_Task item_
Repeat every record below exactly as written.
(Beginning of Material to process)
PR #497, opened 2020-10-02
Add copy for self screener start

johnschoeman:
Why:
Currently we arent providing copy for the self screener intro screen,
which is causing CI to fail for any commit that updates the translations
file.

This commit:
Adds the copy to the self screener intro screen.

Screen Shot 2020-10-02 at 9 16 34 AM

### DIFF
--- a/src/locales/en.json
+++ b/src/locales/en.json
@@ -272,6 +272,7 @@
       "urgent_medical_attention_needed": "Urgent medical attention may be needed. Please call 911 or go to the Emergency Department"
     },
     "emergency_symptoms": {
+      "are_you_experiencing": "Are you experiencing any of these emergency symptoms?",
       "chest_pain": "Severe, constant chest pain or pressure",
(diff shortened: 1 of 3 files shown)


src/locales/en.json
```diff
@@ -257,6 +257,11 @@
     "how_the_app_works": "How the app works",
     "legal": "Legal"
   },
+  "self_screen": {
```
aledustet: this was a typo on the `CallEmergencyServices.tsx` if we update the start of the key we can delete this one

aledustet (approved):
Beat me to it 😄  other than the type on the `self_screen` key this is a go for me. I'll delete it on `lokalise` so if you delete it from here we are a go.

aledustet:
@johnschoeman I checked, no need to update lokalise, as long as we merge this one first and the other `911` updates after

johnschoeman:
@aledustet , so i cant pass ci without including `self_screen`, is lokalize updated yet?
(End of Material to process)
_Task output_
PR #497, opened 2020-10-02
Add copy for self screener start

johnschoeman:
Why:
Currently we arent providing copy for the self screener intro screen,
which is causing CI to fail for any commit that updates the translations
file.

This commit:
Adds the copy to the self screener intro screen.

Screen Shot 2020-10-02 at 9 16 34 AM

### DIFF
--- a/src/locales/en.json
+++ b/src/locales/en.json
@@ -272,6 +272,7 @@
       "urgent_medical_attention_needed": "Urgent medical attention may be needed. Please call 911 or go to the Emergency Department"
     },
     "emergency_symptoms": {
+      "are_you_experiencing": "Are you experiencing any of these emergency symptoms?",
       "chest_pain": "Severe, constant chest pain or pressure",
(diff shortened: 1 of 3 files shown)


src/locales/en.json
```diff
@@ -257,6 +257,11 @@
     "how_the_app_works": "How the app works",
     "legal": "Legal"
   },
+  "self_screen": {
```
aledustet: this was a typo on the `CallEmergencyServices.tsx` if we update the start of the key we can delete this one

aledustet (approved):
Beat me to it 😄  other than the type on the `self_screen` key this is a go for me. I'll delete it on `lokalise` so if you delete it from here we are a go.

aledustet:
@johnschoeman I checked, no need to update lokalise, as long as we merge this one first and the other `911` updates after

johnschoeman:
@aledustet , so i cant pass ci without including `self_screen`, is lokalize updated yet?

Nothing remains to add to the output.